TASK BRIEF → Based on the listing below, report how many lines contain the word "version". Nothing but the number, please.

----- SUPPLIED RECORDS -----

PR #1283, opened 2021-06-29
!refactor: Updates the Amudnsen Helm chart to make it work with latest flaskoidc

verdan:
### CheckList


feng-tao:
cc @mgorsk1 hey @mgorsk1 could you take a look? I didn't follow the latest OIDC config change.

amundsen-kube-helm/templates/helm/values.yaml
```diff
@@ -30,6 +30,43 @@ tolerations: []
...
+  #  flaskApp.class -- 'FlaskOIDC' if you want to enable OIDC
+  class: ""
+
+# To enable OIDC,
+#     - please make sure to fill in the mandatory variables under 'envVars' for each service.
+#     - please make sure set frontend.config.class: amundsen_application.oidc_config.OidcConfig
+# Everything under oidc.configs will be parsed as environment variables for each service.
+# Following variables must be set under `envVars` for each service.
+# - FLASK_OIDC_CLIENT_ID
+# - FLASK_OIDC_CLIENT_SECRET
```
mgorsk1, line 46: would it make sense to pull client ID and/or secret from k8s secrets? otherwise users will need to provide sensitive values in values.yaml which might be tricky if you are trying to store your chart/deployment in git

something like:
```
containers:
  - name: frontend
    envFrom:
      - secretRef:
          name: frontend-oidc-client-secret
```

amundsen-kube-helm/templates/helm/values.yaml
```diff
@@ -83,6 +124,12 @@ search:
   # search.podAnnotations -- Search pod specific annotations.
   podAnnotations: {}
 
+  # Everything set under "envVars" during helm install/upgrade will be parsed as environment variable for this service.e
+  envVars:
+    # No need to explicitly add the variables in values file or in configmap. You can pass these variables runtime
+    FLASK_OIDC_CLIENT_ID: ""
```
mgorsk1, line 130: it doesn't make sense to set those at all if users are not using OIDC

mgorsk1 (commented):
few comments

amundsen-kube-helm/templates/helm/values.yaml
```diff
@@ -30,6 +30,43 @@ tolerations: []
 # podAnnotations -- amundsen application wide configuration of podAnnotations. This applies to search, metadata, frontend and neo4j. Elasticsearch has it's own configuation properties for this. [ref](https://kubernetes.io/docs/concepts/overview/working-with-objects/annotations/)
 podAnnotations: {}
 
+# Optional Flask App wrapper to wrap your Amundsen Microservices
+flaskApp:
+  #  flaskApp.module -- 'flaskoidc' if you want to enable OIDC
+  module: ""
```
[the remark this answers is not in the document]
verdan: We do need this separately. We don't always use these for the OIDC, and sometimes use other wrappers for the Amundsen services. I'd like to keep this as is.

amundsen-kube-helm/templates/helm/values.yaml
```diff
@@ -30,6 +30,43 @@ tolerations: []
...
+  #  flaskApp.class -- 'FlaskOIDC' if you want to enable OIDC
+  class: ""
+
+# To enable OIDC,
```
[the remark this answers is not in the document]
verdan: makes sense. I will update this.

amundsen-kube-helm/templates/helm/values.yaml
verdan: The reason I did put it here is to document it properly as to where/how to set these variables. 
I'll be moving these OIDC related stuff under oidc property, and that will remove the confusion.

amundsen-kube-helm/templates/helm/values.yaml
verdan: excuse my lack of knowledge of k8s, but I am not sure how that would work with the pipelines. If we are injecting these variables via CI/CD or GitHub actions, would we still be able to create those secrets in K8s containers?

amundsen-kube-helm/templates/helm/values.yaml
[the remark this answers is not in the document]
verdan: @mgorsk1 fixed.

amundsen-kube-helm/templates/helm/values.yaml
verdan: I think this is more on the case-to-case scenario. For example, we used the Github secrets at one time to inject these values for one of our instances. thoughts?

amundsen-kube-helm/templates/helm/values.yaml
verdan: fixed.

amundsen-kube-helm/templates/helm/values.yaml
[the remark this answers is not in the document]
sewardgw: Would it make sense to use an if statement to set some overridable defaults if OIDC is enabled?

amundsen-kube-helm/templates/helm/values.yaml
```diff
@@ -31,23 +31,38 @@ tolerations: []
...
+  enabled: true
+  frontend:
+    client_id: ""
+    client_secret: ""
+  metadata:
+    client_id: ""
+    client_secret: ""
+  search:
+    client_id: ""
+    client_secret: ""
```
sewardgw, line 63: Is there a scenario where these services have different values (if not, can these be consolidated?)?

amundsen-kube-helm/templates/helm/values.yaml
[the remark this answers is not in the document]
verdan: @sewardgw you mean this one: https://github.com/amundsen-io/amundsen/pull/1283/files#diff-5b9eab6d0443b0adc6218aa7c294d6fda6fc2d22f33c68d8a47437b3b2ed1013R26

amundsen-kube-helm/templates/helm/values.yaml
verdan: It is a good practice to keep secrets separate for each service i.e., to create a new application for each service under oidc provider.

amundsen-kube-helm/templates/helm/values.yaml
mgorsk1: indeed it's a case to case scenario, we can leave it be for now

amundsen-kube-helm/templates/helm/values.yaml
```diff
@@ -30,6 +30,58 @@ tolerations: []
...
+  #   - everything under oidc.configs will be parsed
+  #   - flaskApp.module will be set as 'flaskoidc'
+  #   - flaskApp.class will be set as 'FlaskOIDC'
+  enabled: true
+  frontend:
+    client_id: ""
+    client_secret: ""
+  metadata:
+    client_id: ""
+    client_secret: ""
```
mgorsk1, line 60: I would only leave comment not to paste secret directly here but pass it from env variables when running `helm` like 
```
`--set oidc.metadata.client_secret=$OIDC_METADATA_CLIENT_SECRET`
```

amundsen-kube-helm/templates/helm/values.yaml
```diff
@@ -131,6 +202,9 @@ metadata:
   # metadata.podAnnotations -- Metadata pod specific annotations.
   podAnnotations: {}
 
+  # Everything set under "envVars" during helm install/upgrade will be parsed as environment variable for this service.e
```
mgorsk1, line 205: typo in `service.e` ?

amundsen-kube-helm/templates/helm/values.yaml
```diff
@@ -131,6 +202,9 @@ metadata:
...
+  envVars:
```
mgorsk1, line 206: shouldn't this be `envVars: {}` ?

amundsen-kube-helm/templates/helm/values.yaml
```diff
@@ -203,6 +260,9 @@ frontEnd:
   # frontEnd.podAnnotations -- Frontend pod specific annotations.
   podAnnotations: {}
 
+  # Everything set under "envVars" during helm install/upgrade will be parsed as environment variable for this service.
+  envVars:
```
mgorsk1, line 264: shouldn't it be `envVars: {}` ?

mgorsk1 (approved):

-----
----- SUPPLIED RECORDS -----

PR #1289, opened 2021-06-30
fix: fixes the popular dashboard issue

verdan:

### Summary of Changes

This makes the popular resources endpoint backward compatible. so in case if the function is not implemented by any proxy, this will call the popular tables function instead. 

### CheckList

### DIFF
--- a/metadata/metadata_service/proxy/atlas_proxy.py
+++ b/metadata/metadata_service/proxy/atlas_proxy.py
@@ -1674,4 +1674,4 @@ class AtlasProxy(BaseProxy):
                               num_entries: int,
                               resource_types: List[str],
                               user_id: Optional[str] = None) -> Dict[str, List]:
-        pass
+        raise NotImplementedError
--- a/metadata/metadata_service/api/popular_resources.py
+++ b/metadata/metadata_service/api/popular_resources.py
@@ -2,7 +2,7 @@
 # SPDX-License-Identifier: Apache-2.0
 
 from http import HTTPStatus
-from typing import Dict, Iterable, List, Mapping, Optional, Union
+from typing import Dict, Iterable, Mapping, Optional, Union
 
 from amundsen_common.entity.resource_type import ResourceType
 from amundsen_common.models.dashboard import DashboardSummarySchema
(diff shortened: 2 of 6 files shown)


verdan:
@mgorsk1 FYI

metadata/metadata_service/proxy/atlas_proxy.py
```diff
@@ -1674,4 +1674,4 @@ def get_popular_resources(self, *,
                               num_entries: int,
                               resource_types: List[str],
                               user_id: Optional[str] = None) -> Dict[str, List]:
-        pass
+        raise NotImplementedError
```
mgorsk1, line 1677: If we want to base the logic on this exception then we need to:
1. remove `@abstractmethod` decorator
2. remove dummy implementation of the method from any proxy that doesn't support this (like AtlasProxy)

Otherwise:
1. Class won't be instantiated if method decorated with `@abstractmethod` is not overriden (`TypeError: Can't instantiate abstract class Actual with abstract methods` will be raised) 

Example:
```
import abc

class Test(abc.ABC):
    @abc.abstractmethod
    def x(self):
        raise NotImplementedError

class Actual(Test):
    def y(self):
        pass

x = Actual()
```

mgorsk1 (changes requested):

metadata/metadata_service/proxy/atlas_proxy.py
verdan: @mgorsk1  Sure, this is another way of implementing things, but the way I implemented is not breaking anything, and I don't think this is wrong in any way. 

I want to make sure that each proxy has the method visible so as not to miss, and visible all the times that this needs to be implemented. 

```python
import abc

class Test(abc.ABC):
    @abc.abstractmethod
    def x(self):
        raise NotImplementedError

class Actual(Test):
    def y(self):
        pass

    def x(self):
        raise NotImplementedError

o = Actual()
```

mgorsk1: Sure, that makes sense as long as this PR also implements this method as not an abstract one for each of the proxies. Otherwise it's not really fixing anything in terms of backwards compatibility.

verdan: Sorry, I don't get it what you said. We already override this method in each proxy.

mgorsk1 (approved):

-----
----- SUPPLIED RECORDS -----

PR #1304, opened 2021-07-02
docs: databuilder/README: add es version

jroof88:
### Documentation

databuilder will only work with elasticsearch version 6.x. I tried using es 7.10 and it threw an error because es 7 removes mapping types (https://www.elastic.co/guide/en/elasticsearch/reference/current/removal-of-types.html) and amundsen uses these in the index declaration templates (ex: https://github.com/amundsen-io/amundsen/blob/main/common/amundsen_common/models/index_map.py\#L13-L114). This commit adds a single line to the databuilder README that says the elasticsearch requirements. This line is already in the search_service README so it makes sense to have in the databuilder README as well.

-----

EXERCISE OUTPUT → 2